Einzigartigkeit war nicht nur das erklärte Ziel von Lætitia Sadiers Band Stereolab, was diese auch einlöste. Heute, fast 15 Jahre nach dem letzten neuen Material der Londoner Formation mit französischen Schnörkeln, verfolgt die Frontfrau dieses Anliegen solo mit ihrem neuen Album „Rooting For Love“.

Lætitia Sadier überzeugt mit einer geschliffenen Mischung aus Besinnlichkeit und betriebsamer Flirrigkeit. Für diese beiden Pole stehen exemplarisch das Eröffnungslied „Who + What“, wie aus einer New Age-Meditations-Sitzung, und „Don’t Forget You’re Mine“ – dort kocht das überwiegend ruhige Werk zu einem dichten und getriebenen Gebrodel auf.

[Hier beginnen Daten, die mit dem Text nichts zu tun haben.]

PR #1442, opened 2020-05-16
update dependency on io.dropwizard.metrics from 3.2.2 to latest 4.1.7…

iandebeer:
… and include io.dropwizard.metrics.jmx to fix backward compatibility for com.codahale.metrics.JmxReporter -> com.codahale.metrics.jmx.JmxReporter

### DIFF
--- a/driver-core/pom.xml
+++ b/driver-core/pom.xml
@@ -48,6 +48,11 @@
             <groupId>io.dropwizard.metrics</groupId>
             <artifactId>metrics-core</artifactId>
         </dependency>
+        
+        <dependency>
+            <groupId>io.dropwizard.metrics</groupId>
+            <artifactId>metrics-jmx</artifactId>
+        </dependency>
 
         <dependency>
             <groupId>org.slf4j</groupId>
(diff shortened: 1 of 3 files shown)


adutra:
Hi, thanks for your contribution!

Unfortunately, driver 3.x must remain compatible with Java 6 and 7, however Dropwizard 4 is only compatible with Java 8+.

When I attempt to compile your branch with Java 6, I get:

```
[ERROR] driver-core/src/main/java/com/datastax/driver/core/Metrics.java:[18,28] cannot access com.codahale.metrics.Counter
bad class file: com/codahale/metrics/Counter.class(com/codahale/metrics:Counter.class)
class file has wrong version 52.0, should be 50.0
Please remove or make sure it appears in the correct subdirectory of the classpath.
```

For this reason, it's not going to be possible to accept your contribution.

You have a few options:

1. Do this change in your own code. You simply need to override the Dropwizard version and use your own.
2. Have you considered upgrading to driver 4.6.1? This is our last version, and only versions in the 4.x line are actively maintained.

Good luck!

Zugegeben, heute stellt das Klang-Gemisch der 56-jährigen Multiinstrumentalistin nichts Neuartiges mehr dar. Denn Sadier selbst hat ihren Spagat aus gefälligem Pop und spröder Avantgarde oft so exerziert.

So ertönt heute ziellos waberndes Krautrock-Kreiseln, beispielsweise zu vernehmen in „New Moon“, im Verbund mit eingängigen Mustern, denen man einen kleinen Enya- oder (90er-)Björk-Effekt attestieren kann.

Weitere innere Spannung erzielt das atmosphärische Album „Rooting For Love“ aus einer Reihe von Gegensätzen: Seinem harmonischen Umgang mit Entfremdung in unserer neoliberal und neofaschistisch geprägten Zivilisation, der weichen musikalischen Einbettung ernster schwerer Themen und dem Aufprall analoger 60er-Jahre-Ästhetik auf 80er-Synthetik.

Englisch trifft siebenfach auf drei frankophone Tracks. Lætitia Sadiers Französisch hört sich aufgrund ihres harten Akzents immer noch wie das einer Fremden an. Obwohl sie im Großraum Paris zur Welt kam, verbrachte sie ihre Kindheit und Jugend vor allem in den USA, bis sie dann in London andockte und Stereolab gründete.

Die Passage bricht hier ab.